También fue la primera mujer ‘caporal’ en Ferreñafe, asumiendo durante años la limpieza y mantenimiento de las acequias de su sector: “Dirigí a un montón de hombres, y aunque al principio cuestionaban mis decisiones, jamás me faltaron el respeto”.

En esa época, Haydeé se levantaba a las cuatro de la madrugada para cocinar y dejar preparado el desayuno para su familia. A las cinco de la mañana acompañaba a su esposo al cañaveral. A las siete regresaba a su casa, levantaba a sus hijos y los acompañaba al colegio. Después volvía al campo hasta las doce, hora a la que llegaba a casa para cocinar el almuerzo. Los chicos aparecían a la una, comían y salían a la calle a jugar; ella tomaba una movilidad que la llevaba de nuevo a la chacra. Por la tarde, tipo cuatro, organizaba el día siguiente y dedicaba un tiempo al comité de usuarias o a sus obligaciones como caporal; eso siempre y cuando no tuviera reunión del comité de aulas del colegio, “porque las madres también hemos sido las responsables de la educación de nuestros hijos”. Hoy, los tres hijos de Haydeé son profesionales.

Haydeé de la Cruz está convencida de que las mujeres pueden analizar los problemas de una forma más integral y por eso aportan soluciones más realistas.

Gregorio Quiroz, presidente de la Comisión de Usuarios de Capote, reconoce el mérito y la fortaleza de las mujeres rurales lambayecanas: “Siempre están muy activas, proyectándose, y tienen una mirada más integral de los asuntos, a diferencia de los hombres que nos concentramos en solucionar problemas más puntuales. Las mujeres deben ganar espacio y nosotros debemos facilitarlo”.
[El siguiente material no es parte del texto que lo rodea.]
PR #959, opened 2022-10-19
adds demo

willmcgugan:
- Added demo app. Run with `python -m textual`
- Added `top` parameter to `scroll_*` methods
- Fixed issues where TextLog wouldn't change color in dark mode.
- Added demo to docs.
- Added section re examples.


davep (approved):
More from a "testing the result" point of view than a "looking at the code" point of view: Looks good! Nice intro to things. I think there's three main things stand out:

- Keyboard navigation can be a little confusing depending on how you start navigation and what you click on when using a combination of mouse and keyboard (see conversation we had about that).
- The screenshot facility is really neat but I suspect it needs some sort of feedback to let the user know that a) the screenshot worked and b) where it was written.
- The screenshot facility might need a little bit of `try`...`except` to capture any filesystem or similar exceptions. For example, I can easily make the demo crash if I try and screenshot while the CWD is a directory I don't have write permission to write to.

src/textual/dom.py
```diff
@@ -278,7 +278,7 @@ def screen(self) -> "Screen":
         while node and not isinstance(node, Screen):
             node = node._parent
         if not isinstance(node, Screen):
-            raise NoScreen(f"{self} has no screen")
+            raise NoScreen(f"node has no screen")
```
davep, line 281: Perhaps wanted `node` inside a pair of `{}` here?

davep (approved):
Couple of small observations made inline. Fun to see the focus settling thing keeps expanding.

src/textual/dom.py
willmcgugan: No, the problem was that the repr in the exception message could refer to `self.screen` which would create a infinite loop!

src/textual/widget.py
```diff
@@ -261,6 +261,18 @@ def siblings(self) -> list[Widget]:
...
+    def visible_siblings(self) -> list[Widget]:
+        """A list of siblings which will be shown.
+
+        Returns:
+            list[Widget]: List of siblings.
+        """
+        siblings = [
+            widget for widget in self.siblings if widget.visible and widget.display
+        ]
+        return siblings
```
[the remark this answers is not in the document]
willmcgugan: A little faster perhaps. But I like to keep return statements simple.

src/textual/dom.py
davep: Sorry, perhaps I wasn't clear. In the replacement line you're using an f-string with no variable content; so perhaps the intention was to have `f"{node} has no screen"` rather than `f"node has no screen"`.

davep: Ahh, I see; was being thrown by the intention of it being an f-string with nothing to f.

davep (approved):
Good call! I forgot that had got merged in now.

src/textual/demo.py
```diff
@@ -141,7 +141,7 @@
 - **DataTable** A spreadsheet-like widget for navigating data. Cells may contain text or Rich renderables.
 - **TreeControl** An generic tree with expandable nodes.
 - **DirectoryTree** A tree of file and folders.
-- *... [many more planned](https://textual.textualize.io/roadmap/) ...* 
+- *... many more planned ...*
```
davep, line 144: Awww! I liked the links. What was the issue?

willmcgugan: For some bizarre reason iTerm gets slow when there are links on the page. Just one link makes it stuttery.

src/textual/demo.py
```diff
@@ -0,0 +1,419 @@
...
+        for n in range(20):
+            table.add_row(*[f"Cell ([b]{n}[/b], {col})" for col in range(6)])
+        self.query_one("Welcome Button", Button).focus()
+
+    def action_screenshot(self, filename: str | None = None, path: str = "./") -> None:
+        """Save an SVG "screenshot". This action will save an SVG file containing the current contents of the screen.
+
+        Args:
+            filename (str | None, optional): Filename of screenshot, or None to auto-generate. Defaults to None.
+            path (str, optional): Path to directory. Defaults to "~/".
```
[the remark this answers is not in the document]
willmcgugan: Good point.

It could... Might leave that for another update though.

src/textual/demo.py
davep: Ugh! That's a shame! But, yeah, doesn't make sense to slow the demo for this. :-/

src/textual/demo.py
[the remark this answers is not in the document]
davep: (scratch link suggestion here given the iTerm issue)

davep (approved):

Gregorio llega al fundo El Mango para apoyar la iniciativa de Clara Vásquez, una usuaria que pertenece a su comisión de regantes. Lo hace con otros dos miembros de su directiva; todos hombres. Clara es una mujer especial y muy querida por las agricultoras, porque con su iniciativa ha logrado librarlas de la marginación. Clara se ha propuesto cerrar la brecha educativa organizando, de forma autodidacta, “talleres de capacitación ‘solo para mujeres’, aunque también están invitados sus esposos”, dice la agricultora. “Muchas mujeres carecemos de formación y las capacitaciones que nos dan los ingenieros son demasiado técnicas e incomprensibles. Las usuarias salimos de ellas más confundidas, eso nos genera miedo e inseguridad y nos callamos en las asambleas para no hacer el ridículo”.

Clara Vásquez ha repartido cartulinas y plumones entre las asistentes a su taller para que describan cómo se sienten. “Lo hago así para que no se ‘chupen’ y se expresen con confianza”, dice la nueva capacitadora. “Antes de que adquieran conocimientos técnicos, necesito reconstruir su autoestima. En este espacio más que compañeras somos hermanas”.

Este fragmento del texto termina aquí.